You need to use a good soldering iron such as the Weller which accepts PTE8 tips or a soldering gun such as a Weller 8200PK soldering gun. Also if the wire is multi-stranded litz, you need a soldering pot to burn off the varnish insulation. I personally would recommend using some T&B Butt crimp connectors, but then you need to have the right crimping tool, plus the right size butt connector for the wire gauge. Don't settle for cheap connectors sold at Radio Shack or most auto part stores. To do a good solder job on heavy gauge wires, lay the stripped ends next to each other, then take a separate 18-24 gauge solid bare wire and spiral wrap around the two connectors to make a tight mechanical connection and then solder.


----------



## Jack N (Oct 7, 2006)

Tonyvdb – That’s how I’ve always done it (except for using a flat tip instead of pointed) in the past and its always worked so I was little surprised when I couldn’t get anywhere this time around. I thought I might have some trouble with the heavy gauge but thought I would eventually be able to solder it. Not so.
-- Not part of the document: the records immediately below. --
PR #4941, opened 2020-06-02
Add limitedObjClient for controlling upload and download concurrency

brendoncarroll:


src/server/pkg/storage/chunk/limit_objclient.go
```diff
@@ -0,0 +1,74 @@
...
+import (
+	"context"
+	io "io"
+	"math"
+
+	"github.com/pachyderm/pachyderm/src/server/pkg/obj"
+	"golang.org/x/sync/semaphore"
+)
+
+var _ obj.Client = limitedObjClient{}
```
brycemcanally, line 12: Is this checking if `limitedObjClient` satisfies the `obj.Client` interface?

src/server/pkg/storage/chunk/limit_objclient.go
```diff
@@ -0,0 +1,74 @@
...
+
+type limitedObjClient struct {
+	obj.Client
+	writersSem *semaphore.Weighted
+	readersSem *semaphore.Weighted
+}
+
+func newLimitedObjClient(client obj.Client, maxReaders, maxWriters int) limitedObjClient {
```
brycemcanally, line 20: I think it would be better to operate on a pointer to a `limitedObjClient`.

src/server/pkg/storage/chunk/option.go
```diff
@@ -19,10 +19,21 @@ func WithGarbageCollection(gcClient gc.Client) StorageOption {
 	}
 }
 
+// WithMaxConcurrentObjects sets the maximum number of object writers (upload)
+// and readers (download) that can be open at a time.
+func WithMaxConcurrentObjects(maxUpload, maxDownload int) StorageOption {
```
brycemcanally, line 24: The fact that the parameters for this function are upload, download and the internal call's are download, upload is bothering me lol. Would you mind making those consistent?

src/server/pkg/storage/chunk/limit_objclient.go
```diff
@@ -0,0 +1,74 @@
...
+
+	"github.com/pachyderm/pachyderm/src/server/pkg/obj"
+	"golang.org/x/sync/semaphore"
+)
+
+var _ obj.Client = limitedObjClient{}
+
+type limitedObjClient struct {
+	obj.Client
+	writersSem *semaphore.Weighted
```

Andre – I’m using 40/60 to get better electrical conductivity. I realize that the melting point is 60 deg higher, but would prefer to exhaust all other options before going to a 60/40.

Wayne – You are correct. I tried using a direct flame and the insulation will not take the heat. Not only does it melt, it wants to catch fire and thus I end up getting a lot of black soot in the joint. Unless I can get better at controlling the temp of the wire and aiming the heat source, direct flame probably isn’t going to work.

Before making the decision to solder I literally went to six different stores trying to find a coupler, splitter, or anything that would work. I didn’t have any luck. Although I did find wire nuts that might work, I don’t feel comfortable using them on stranded wire. I've been thinking about using a crimp on connector on the end of each wire and then bolting them together.

I’m not an electrical genius by any means so I have done some research on wire gauge. Please feel free to correct me if I’m wrong. I know that wire gauge is directly tied to the length of the run, and load. Load level will probably be 4 ohms, and the run length will be somewhere around 60ft. According to generic charts that I’ve seen, 10ga would suffice. I decided to go 1 size heavier figuring it’s better to be safe than sorry.

Lcaillo – Solder pot! There’s an idea!

Steeve-O – Looks like a good article. Thanks. I’ll finish reading it at work tomorrow.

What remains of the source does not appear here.